Third, by practicing mindful sex we can develop sexual ecstasy that lingers. Did you know a typical orgasm lasts an average of 7 seconds for men and 20 seconds for women? As far as I’m concerned, they polled a bunch of underachievers. For both women and men, extended orgasms are possible. Hmm. Suddenly meditation got a whole lot more interesting, didn’t it?
Sex becomes a meditative experience when we deeply inhabit this moment together and meditation becomes a sexual experience when our senses are alive and blazing and our hearts are wide open.
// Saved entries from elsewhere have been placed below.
PR #22481, opened 2024-05-17
[WinUI] Optimize `TransformationExtensions`

MartyIX:
### Description of Change

This PR makes it so that `RenderTransform` property is not set *unnecessarily* just to be unset immediately after. Setting `RenderTransform` seems very costly. 

All UI elements that do not need `RenderTransform` will benefit from this change. For example, creating biggish grids or more complex apps where inefficiencies add up.

##### 1st measurement

* main: [Maui.Controls.Sample.Sandbox.exe_20240517_115325.speedscope.MAIN.json](https://github.com/dotnet/maui/files/15347173/Maui.Controls.Sample.Sandbox.exe_20240517_115325.speedscope.MAIN.json)
* PR: [Maui.Controls.Sample.Sandbox.exe_20240517_115005.speedscope.PR.json](https://github.com/dotnet/maui/files/15347170/Maui.Controls.Sample.Sandbox.exe_20240517_115005.speedscope.PR.json)

image

-> 75% improvement

I need to double check the results because it seems "too much".

##### 2nd measurement

* main: [Maui.Controls.Sample.Sandbox.exe_20240517_125520.speedscope.json](https://github.com/dotnet/maui/files/15348015/Maui.Controls.Sample.Sandbox.exe_20240517_125520.speedscope.json)
* PR: [Maui.Controls.Sample.Sandbox.exe_20240517_124307.speedscope.json](https://github.com/dotnet/maui/files/15347905/Maui.Controls.Sample.Sandbox.exe_20240517_124307.speedscope.json)

image

-> 87% improvement

### Issues Fixed

Contributes to #21787

### DIFF
--- a/src/Core/src/Platform/Windows/TransformationExtensions.cs
+++ b/src/Core/src/Platform/Windows/TransformationExtensions.cs
@@ -8,8 +8,6 @@ namespace Microsoft.Maui.Platform
 	{
 		public static void UpdateTransformation(this FrameworkElement frameworkElement, IView view)
 		{
-			double anchorX = view.AnchorX;
-			double anchorY = view.AnchorY;
 			double rotationX = view.RotationX;
 			double rotationY = view.RotationY;
 			double rotation = view.Rotation;
@@ -17,9 +15,6 @@ namespace Microsoft.Maui.Platform
 			double translationY = view.TranslationY;
 			double scaleX = view.Scale * view.ScaleX;
 			double scaleY = view.Scale * view.ScaleY;
-
-			frameworkElement.RenderTransformOrigin = new global::Windows.Foundation.Point(anchorX, anchorY);
-			frameworkElement.RenderTransform = new ScaleTransform { ScaleX = scaleX, ScaleY = scaleY };
 
 			if (rotationX % 360 == 0 && rotationY % 360 == 0 && rotation % 360 == 0 &&
 				translationX == 0 && translationY == 0 && scaleX == 1 && scaleY == 1)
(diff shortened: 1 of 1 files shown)


src/Core/src/Platform/Windows/TransformationExtensions.cs
```diff
@@ -29,6 +26,9 @@ public static void UpdateTransformation(this FrameworkElement frameworkElement,
 			}
 			else
 			{
+				frameworkElement.RenderTransformOrigin = new global::Windows.Foundation.Point(anchorX, anchorY);
+				frameworkElement.RenderTransform = new ScaleTransform { ScaleX = scaleX, ScaleY = scaleY };
```
jonathanpeppers, line 30: Could we also move these so they are inside the `else` block?
```csharp
double anchorX = view.AnchorX;
double anchorY = view.AnchorY;
```

src/Core/src/Platform/Windows/TransformationExtensions.cs
```diff
@@ -18,9 +18,6 @@ public static void UpdateTransformation(this FrameworkElement frameworkElement,
 			double scaleX = view.Scale * view.ScaleX;
 			double scaleY = view.Scale * view.ScaleY;
 
-			frameworkElement.RenderTransformOrigin = new global::Windows.Foundation.Point(anchorX, anchorY);
-			frameworkElement.RenderTransform = new ScaleTransform { ScaleX = scaleX, ScaleY = scaleY };
-
 			if (rotationX % 360 == 0 && rotationY % 360 == 0 && rotation % 360 == 0 &&
 				translationX == 0 && translationY == 0 && scaleX == 1 && scaleY == 1)
```
jonathanpeppers, line 22: If these are all default, this `if` should be true.

But are there cases were we need to round? What if someone did some math in their code and `rotationX` is 359.99999999?

jonathanpeppers: Maybe someone like @PureWeen or @mattleibow know of an example where we round on other platforms.

I imagine an extension method for `double` like: `IsNearly(0, translationX)` or `IsNearly(1, scaleX)` if we already do this somewhere.

Eilon:
> @Eilon I would say that `area-animation` is not a correct label here. This PR makes it so that `RenderTransform` property is not set _unnecessarily_ just to be unset immediately after. Setting `RenderTransform` seems very costly.
> 
> My test app does not contain any animation whatsoever, it just contains a biggish grid. So this PR should help everyone who _does not_ use animations.
> 
> edit: Improved OP.

Ah, OK. If you know a better area can you suggest/update it? Otherwise I think `area-animation` is OK because it's an animation/transformation API that has a 'bug' in it, so I think it's a good fit? But, this isn't an area I'm very familiar with...

Foda (approved):

PureWeen (approved):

In this way, mindful sex is about compassion and awareness, whether we are making love with our partner or sitting on our cushion making love with the world.
Five Tips for Mindful Sex
Treasure
Remember dating your partner? You chose sexy underwear in the hopes you’d make love tonight. You experimented with seduction and sexual techniques. You treasured your beloved. In other words, you made an effort. But now, many years later, sexuality may have become a neglected part of your relationship. If so, mindful sex can reconnect and heal. Whatever the past, begin again, right where you are. Treasure your beloved anew, honoring their mind, their heart, and their body. See them through fresh eyes, and trace their skin with today’s fingertips, here and now, for the very first time.
Tantalize
Start by recreating the delicious anticipation you used to feel about connecting sexually with your partner. Create an event. Prepare to tantalize each of your lover’s senses—perhaps lighting candles, playing music, and laying out warm scented massage oils, chocolate and berries and bubbles, and a scarf for blindfolding. Forethought is foreplay, so be mindful. Carefully plan for passion, and then let go into the present moment.
Tune In
Begin by facing each other and gazing deeply into each others’ eyes. And yes, start with clothes on. It’s most powerful to focus on one eye; this keeps you intimately exposed (some people look back and forth between the two eyes to reduce the intensity but that’s cheating). Next, synchronize your breathing – breathe in together, exhale together. Then try breath exchange – you inhale when they exhale, you exhale when they inhale, as though you are breathing each other in and out. Feel the distractions settle, and the worries melt away. Really look, really see, and allow yourself to be seen.
Tease
Begin slowly, mindfully, undressing each other. Take turns. Slowly, ever so slowly, tease and arouse your lover’s whole body, eventually caressing their most sensitive parts. Invite them to sigh or moan, surrendering me into we, blending your touch with their sounds, no distinction, just this sensation. Bring them to the edge of orgasm, then back. Repeat. Reverse roles. Give, receive, exchange, and explore. See if you can drive each other wild with anticipation and then drop that tendency to reach for what comes next. Stop. Breathe. Relax into the direct experience.
Transform
With mindful sex, excitement and pleasure are just the beginning. The focus is on slowing down, staying in the moment, and allowing profound sexual and emotional merging. Instead of swooning away from your partner and into your own orgasm, you cultivate and sustain the sexual ecstasy. You then share the energy of your orgasm. To practice this, stay connected with your lover’s eyes and breath as you make love and approach orgasm. Just before the peak, focus on the impending waves of pleasure. As the orgasm waves begin to move through your lower body, stay present. Allow everything else to fall away except for your eye contact, your breathing, and your beating hearts.